**What you should do**
Your answer must contain each line of the listing in which "stylesheetId" appears, copied in full.

[Opening Exercise data section]

PR #20789, opened 2024-12-18
feat(theme): add stylesheetId and scope options

### LINKED ISSUE #4065: [Feature Request] Add option to scope vuetify-theme-stylesheet styles
### Problem to solve
Webpack + postcss has been working pretty well for us, giving us the ability to scope any and all css in any given app to a specific selector, including the main Vuetify stylesheet. We noticed, however, that vuetify generates a stylesheet at run-time with an id of "vuetify-theme-stylesheet." Unfortunately this bypasses our postcss config at build-time and thus overwrites any existing styles with the same name.

### Proposed solution
Add the ability to scope the "vuetify-theme-stylesheet" stylesheet to a specific selector. Perhaps an option during...
```
Vue.use(Vuetify, {
   options: { ...
      scope: '#my-app'
    }
})
```
Ideally we wouldn't need to declare the selector twice (once in our postcss config and another in Vue.use()).

DerYeger:
## Description

This PR adds two new optional properties to `ThemeOptions` that enable a conflict-free usage of multiple Vuetify instances, e.g., in an app with microfrontends using Vuetify with different themes.

- `stylesheetId`: Customizable `id` for generated `<style>` element to allow for multiple Vuetify instances accros microfrontends.
- `scope`: Customizable scope for classes in generated `<style>` element.

closes #4065

### DIFF
--- a/packages/docs/src/pages/en/features/theme.md
+++ b/packages/docs/src/pages/en/features/theme.md
@@ -350,4 +350,10 @@ export const vuetify = createVuetify({
 
 ## Implementation
 
-Vuetify generates theme styles at runtime according to the given configuration. The generated styles are injected into the `<head>` section of the DOM in a `<style>` tag with an **id** of `vuetify-theme-stylesheet`.
+Vuetify generates theme styles at runtime according to the given configuration. The generated styles are injected into the `<head>` section of the DOM in a `<style>` tag with a default **id** of `vuetify-theme-stylesheet`.
+
+### Microfrontends
+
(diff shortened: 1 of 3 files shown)


KaelWD:
Maybe call it scope instead of prefix and always use `:where`, then we can switch to `@scope` when browser support improves?

DerYeger:
> Maybe call it scope instead of prefix and always use `:where`, then we can switch to `@scope` when browser support improves?

Sounds good to me! I pushed this change and updates the docs.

[Closing Exercise data section]

**Result of the exercise**
feat(theme): add stylesheetId and scope options
- `stylesheetId`: Customizable `id` for generated `<style>` element to allow for multiple Vuetify instances accros microfrontends.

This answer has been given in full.